# fetchmail holt mails, postfix versendet aber keine [solved]

## hakker82

habe gerade fetchmail emerged und eingestellt

bleibt nur ein Problem, in welchem Ordner landen die mails?

 :Confused: 

[gelöst]

neues Thema: fetchmail holt mails, versendet aber keineLast edited by hakker82 on Fri Nov 19, 2004 9:25 am; edited 4 times in total

----------

## tph

Tja, was hast Du Deinem MTA denn gesagt, wohin sie sollen?

Wenn Du dem standard Gentoo-Weg gefolgt bist, legt Postfix (hast Du es drauf?) die Mails unter ~/.maildir ab.

Gruß, Tobi

----------

## hakker82

Wo steht was vom standard Gentoo weg?

habe mal in portage gesucht, da steht postfix wäre ein Ersatz für sendmail

aber fetchmail, muss doch auch so arbeiten

wie geht das mit postfix?

----------

## tph

In Deiner fetchmailrc hast Du ja angegeben, an welchen User die Mails gehen sollen.

IMHO wird die Mail an Deinen MUA übergeben, dieser übergibt sie dem User. Mit Sendmail kenne ich mich leider nicht aus, es soll aber Sadismus gleichen, Sendmail zu konfigurieren.

Ein Lesetipp: Standard-Gentoo-Weg

Tobi

----------

## hakker82

ah, ja

das sieht einfacher aus

es geht mir hier eigentlich darum meine mails automatisch von einem Server zu holen, 

um das Ganze dann in torsmo anzuzeigen

Danke für den Tipp!

----------

## hakker82

habe gerade postfix und mutt emerged

aber: das wirft noch mehr Fragen auf

wie konfiguriert man postfix (keine Ahnung) 

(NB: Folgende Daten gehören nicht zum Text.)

PR #2238, opened 2026-05-25
Make MCState.local_estmator extensible, add builtin delta-method propagation to compute variance of (nonlinear) observables. 

PhilipVinc:
Makes writing correct error/variance estimation of observables easy, and automatically extends support of `èxpect_to_precision ` to more complex objects...


gcarleo:
can you provide an example of where this is now used / could be used?

PhilipVinc:
Yes, sorry! A nice example is the V-score, where the error bar is nontrivial to compute:

```python
  class VScore(AbstractObservable):
      def __init__(self, operator, *, trace_diagonal: float):
          super().__init__(operator.hilbert)
          self._operator = operator
          self._operator_squared = operator @ operator
          self._trace_diagonal = float(trace_diagonal)

  @local_estimators.dispatch
  def _(vstate: MCState, op: VScore, chunk_size):
      h_loc  = compute_local_estimator(vstate, op._operator).real
      h2_loc = compute_local_estimator(vstate, op._operator_squared).real
      td = op._trace_diagonal
      return LocalEstimatorsBatch(
          # the two estimators that are accumulated when you add more samples
          data=jnp.stack([h_loc, h2_loc], axis=-1).reshape(n_chains, -1, 2),
          # how you combine the means of the estimators above to get the Vscore
          combinator=lambda mu: (mu[1] - mu[0]**2) / (mu[0] - td)**2,
      )
```

Another example: connected correlators, which we don't support today but become trivial with this:

```python
  class Covariance(AbstractObservable):
      """Cov(A, B) = <AB> - <A><B>"""
      def __init__(self, op_A, op_B):
          super().__init__(op_A.hilbert)
          self._op_A, self._op_B, self._op_AB = op_A, op_B, op_A @ op_B

  @local_estimators.dispatch
  def _(vstate: MCState, op: Covariance, chunk_size):
      a_loc  = compute_local_estimator(vstate, op._op_A).real
      b_loc  = compute_local_estimator(vstate, op._op_B).real
      ab_loc = compute_local_estimator(vstate, op._op_AB).real
      return LocalEstimatorsBatch(
          data=jnp.stack([a_loc, b_loc, ab_loc], axis=-1).reshape(n_chains, -1, 3),
          combinator=lambda mu: mu[2] - mu[0] * mu[1],
      )
```

Note that, [as shown in the doc page preview](https://netket--2238.org.readthedocs.build/en/2238/advanced/custom-operators/index.html), you can already define such operators today via `@expect.dispatch` returning a Stats. 
While this PR makes those operators easier to define, that's not the key point.

The important point is that if you define them according to the existing interface you can only define how to compute them for a given number of samples (`MCState.expect`) but they won't work with `MCState.expect_to_precision(observable, rtol=1e-3)` which performs a single pass accumulation over samples.

The problem is that, right now, `expect_to_precision` assumes a linear accumulation like 

$$
\langle O \rangle = \mathbb{E}_x[O_\mathrm{loc}(x)]
$$ 

but V-score, connected correlators, etc. don't have that form.
This PR makes it possible to express arbitrary nonlinear accumulations structures like that of Vscore which is  

$$
  \langle V \rangle = \frac{\mathbb{E}_x[H_\mathrm{loc}^2(x)] - \mathbb{E}_x[H_\mathrm{loc}(x)]^2}{\left(\mathbb{E}_x[H_\mathrm{loc}(x)] -
  e_0\right)^2}
$$

To finish, another example, a bit more contrived, is the Quantum Fisher/Generalized Susceptivity in foundation-style NQS. To estimate the QFI in those settings up to a set precision (which is something very useful, especially because the QFI has wildlyvarying variance as you move in  the parameter space) we have been using a code somewhat like this, which we have been copy pasting in tens of places so I'd rather it be in one place.

gcarleo:
ok I See makes sense ..! but maybe the simple solution is doing bootstrap or jackknife to compite error bars on nonlinear quantities, I think we should maybe also stabilize that at some point, shouldn't be too hard it the values of the observables are available for all configurations

PhilipVinc:
simple but expensive ? You need to have more samples/do subsampling to do it effectively?
In any case, I think it would be useful to have, one day. Especially for gradient/natural gradient. it's always a mess to do and it's not an uncommon thing to do.

In any case it's quite orthogonal to this. 
This PR is just the standard error propagation formula, essentially, which is good enough in most cases.

gcarleo:
no, you don't need to generate new samples it's just resampling what you already have, it's quite cheap I think. but I'm it's orthogonal I agree, this one here can be merged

mit der Anleitung kann ich nicht viel anfangen

----------

## Gekko

 *hakker82 wrote:*   

> mit der Anleitung kann ich nicht viel anfangen

 

Dann solltest Du mal mit Google, man & co. anfangen   :Rolling Eyes:  und lernen. Und wenn dann spezielle Fragen auftauchen versuchen sie zu lösen. Mache doch deinem Nick mal alle Ehre   :Wink: 

Edit: Das soll bitte nicht als "böse" aufgefasst werden, mir geht halt nur die Galle hoch wenn man Hinweise kriegt, und dann "ich kann damit nix anfangen" schreibt, weil man zu faul ist sich mal 2-3 Tage mit was zu beschäftigen.   :Crying or Very sad:  

----------

## hakker82

ich konnte damit schon was anfangen, bin mit einigen Einstellungen aber tatsächlich überfordert

bis jetzt läuft ja zumindest fetchmail -c: es wird angezeigt wie viele mails auf dem Server liegen

nur wie es dann weitergeht, ist mir nicht klar

ich habe mich auf jeden Fall dazu entschieden fetchmail zu nutzen

aber was brauche ich noch? und vor allem wie konfiguriert man es?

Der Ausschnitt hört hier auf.